◆ Directions ◆
Go through the records below and restate each one word for word.

Collected data entries:

====

PR #2632, opened 2026-02-27
feat: added registries to community section

lolrobbe2:
**What does this PR do?**

This creates a new registries page (did no know where to put these otherwise?)

Any Modules are welcome to be registered!

There is a public rate limited search api available if other projects wan't to integrate the public registry

### DIFF
--- a/website/community/registries.md
+++ b/website/community/registries.md
@@ -2,11 +2,29 @@
 title: Registries
 ---
 
-These Registries are available from other developers; follow the links for more information. If you've created a registry you would like to share with others, feel free to [add a link](https://github.com/premake/premake-core/edit/master/website/community/registries.md) to the list!
+These registries are available from other developers for managing Premake modules and libraries. If you have created a registry you would like to share, feel free to [add a link](https://github.com/premake/premake-core/edit/master/website/community/registries.md) to the list!
 
 ## Premake Manager
 
-The following registries are integrated with **premake manager**
+The following registries are fully integrated with **premake-manager**.
 
-- [Public Registry](https://premake-registry-ywxg.onrender.com/)
-- [Common Registry](https://github.com/lolrobbe2/premake-common-registry)
+### [Common Registry](https://github.com/lolrobbe2/premake-common-registry)
+
+A collection of public and popular libraries designed to integrate seamlessly with **premake**.
+
+* **Dependency Management:** Libraries can declare dependencies, version ranges, and more.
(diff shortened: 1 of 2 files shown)


Jarod42 (commented):
It doesn't explain to users what it is.

Still unclear what it is for me ^_^

lolrobbe2:
@Jarod42
Explanation:
## common registry
[common registry](https://github.com/lolrobbe2/premake-common-registry)
A collection of public/popular libraries wich integrate with premake-manager.
These libraries can declare dependencies and ranges etc... Then a versions will be matched by premake-manager-cli and installed. these registries are created via github repo's.

>[!NOTE]
> People can create their own common registries and add them to their workflow via premake-manager

## public registry
[registry](https://premake-registry-ywxg.onrender.com/)
The public registry is for individual premake users who wan't to share their libraries and modules.
these can be registered via the UI and github login.
They also can integrate with premake-manager-cli but they also can be used standalone as git submodule etc..


might need some help to word this better :)

lolrobbe2:
if there are popular libraries you can think about, that i should add. Let me know.

website/community/registries.md
```diff
@@ -0,0 +1,30 @@
...
+The public registry is a hub for individual Premake users who want to share their libraries and modules with the community.
+
+* **Easy Registration:** Modules can be registered via a web UI using GitHub login.
+* **Flexible Integration:** While they integrate with `premake-manager-cli`, they are also designed to be used standalone (e.g., as Git submodules).
+* **Search API:** Provides a public API dedicated to searching for available modules and libraries, allowing for integration into external tools and scripts.
+
+---
+
+> [!NOTE]
+> Developers are encouraged to create their own common registries to manage internal dependencies within their team's specific Premake workflow.
```
samsinsane, line 30: This is way too much information and reads like this is an official part of Premake - especially with the note at the end. This should follow the same format as [Modules](https://premake.github.io/community/modules) and [Extensions](https://premake.github.io/community/extensions/), where each item is just a single line with just enough information to know what it is.

Something like this:
```md
## Registries

- [premake-common-registry](https://github.com/lolrobbe2/premake-common-registry) : The common registry for [Premake Manager](https://github.com/lolrobbe2/premake-manager).
```

samsinsane (changes requested):

lolrobbe2:
@samsinsane will reopen when all plugins are ready.

PR #2633, opened 2026-02-28
Add support for CYGWIN.

carlo-bramini:
**What does this PR do?**

This PR adds support for CYGWIN.
After these few fixes, premake can be compiled and used for this new platform.

These changes won't affect support for existing plaftorms and targets.

During my debug, I discovered that into `src/base/os.lua` there was a tiny mistake because it was adding `"/usr/lib64/"` instead of `"/usr/lib64"` (note the final `"/"` at the end of the string), so I fixed it. However, this is a minimal and safe fix, as you can see.

CYGWIN follows much more BSD than Linux.
This allows to avoid duplications of code into the makefile.
So, once you get the sources fixed by this PR, you can build premake for CYGWIN by using this command:
```
make -f Bootstrap.mak bsd
```
After that, you will find the executable of premake under the `bin/release` directory.
The new port also passed all tests successfully.

### DIFF
--- a/contrib/curl/lib/config-linux.h
+++ b/contrib/curl/lib/config-linux.h
@@ -185,7 +185,7 @@
 #define HAVE_GETHOSTBYNAME 1
 
 /* Define to 1 if you have the gethostbyname_r function. */
-#if !defined(__OpenBSD__) && !defined(__NetBSD__) && !defined(__sun__)
+#if !defined(__OpenBSD__) && !defined(__NetBSD__) && !defined(__sun__) && !defined(__CYGWIN__)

====

◆ Result below ◆
PR #2632, opened 2026-02-27
feat: added registries to community section

lolrobbe2:
**What does this PR do?**

This creates a new registries page (did no know where to put these otherwise?)

Any Modules are welcome to be registered!

There is a public rate limited search api available if other projects wan't to integrate the public registry

### DIFF
--- a/website/community/registries.md
+++ b/website/community/registries.md
@@ -2,11 +2,29 @@
 title: Registries
 ---
 
-These Registries are available from other developers; follow the links for more information. If you've created a registry you would like to share with others, feel free to [add a link](https://github.com/premake/premake-core/edit/master/website/community/registries.md) to the list!
+These registries are available from other developers for managing Premake modules and libraries. If you have created a registry you would like to share, feel free to [add a link](https://github.com/premake/premake-core/edit/master/website/community/registries.md) to the list!
 
 ## Premake Manager
 
-The following registries are integrated with **premake manager**
+The following registries are fully integrated with **premake-manager**.
 
-- [Public Registry](https://premake-registry-ywxg.onrender.com/)
-- [Common Registry](https://github.com/lolrobbe2/premake-common-registry)
+### [Common Registry](https://github.com/lolrobbe2/premake-common-registry)
+
+A collection of public and popular libraries designed to integrate seamlessly with **premake**.
+
+* **Dependency Management:** Libraries can declare dependencies, version ranges, and more.
(diff shortened: 1 of 2 files shown)


Jarod42 (commented):
It doesn't explain to users what it is.

Still unclear what it is for me ^_^

lolrobbe2:
@Jarod42
Explanation:
## common registry
[common registry](https://github.com/lolrobbe2/premake-common-registry)
A collection of public/popular libraries wich integrate with premake-manager.
These libraries can declare dependencies and ranges etc... Then a versions will be matched by premake-manager-cli and installed. these registries are created via github repo's.

>[!NOTE]
> People can create their own common registries and add them to their workflow via premake-manager

## public registry
[registry](https://premake-registry-ywxg.onrender.com/)
The public registry is for individual premake users who wan't to share their libraries and modules.
these can be registered via the UI and github login.
They also can integrate with premake-manager-cli but they also can be used standalone as git submodule etc..


might need some help to word this better :)

lolrobbe2:
if there are popular libraries you can think about, that i should add. Let me know.

website/community/registries.md
```diff
@@ -0,0 +1,30 @@
...
+The public registry is a hub for individual Premake users who want to share their libraries and modules with the community.
+
+* **Easy Registration:** Modules can be registered via a web UI using GitHub login.
+* **Flexible Integration:** While they integrate with `premake-manager-cli`, they are also designed to be used standalone (e.g., as Git submodules).
+* **Search API:** Provides a public API dedicated to searching for available modules and libraries, allowing for integration into external tools and scripts.
+
+---
+
+> [!NOTE]
+> Developers are encouraged to create their own common registries to manage internal dependencies within their team's specific Premake workflow.
```
samsinsane, line 30: This is way too much information and reads like this is an official part of Premake - especially with the note at the end. This should follow the same format as [Modules](https://premake.github.io/community/modules) and [Extensions](https://premake.github.io/community/extensions/), where each item is just a single line with just enough information to know what it is.

Something like this:
```md
## Registries

- [premake-common-registry](https://github.com/lolrobbe2/premake-common-registry) : The common registry for [Premake Manager](https://github.com/lolrobbe2/premake-manager).
```

samsinsane (changes requested):

lolrobbe2:
@samsinsane will reopen when all plugins are ready.

PR #2633, opened 2026-02-28
Add support for CYGWIN.

carlo-bramini:
**What does this PR do?**

This PR adds support for CYGWIN.
After these few fixes, premake can be compiled and used for this new platform.

These changes won't affect support for existing plaftorms and targets.

During my debug, I discovered that into `src/base/os.lua` there was a tiny mistake because it was adding `"/usr/lib64/"` instead of `"/usr/lib64"` (note the final `"/"` at the end of the string), so I fixed it. However, this is a minimal and safe fix, as you can see.

CYGWIN follows much more BSD than Linux.
This allows to avoid duplications of code into the makefile.
So, once you get the sources fixed by this PR, you can build premake for CYGWIN by using this command:
```
make -f Bootstrap.mak bsd
```
After that, you will find the executable of premake under the `bin/release` directory.
The new port also passed all tests successfully.

### DIFF
--- a/contrib/curl/lib/config-linux.h
+++ b/contrib/curl/lib/config-linux.h
@@ -185,7 +185,7 @@
 #define HAVE_GETHOSTBYNAME 1
 
 /* Define to 1 if you have the gethostbyname_r function. */
-#if !defined(__OpenBSD__) && !defined(__NetBSD__) && !defined(__sun__)
+#if !defined(__OpenBSD__) && !defined(__NetBSD__) && !defined(__sun__) && !defined(__CYGWIN__)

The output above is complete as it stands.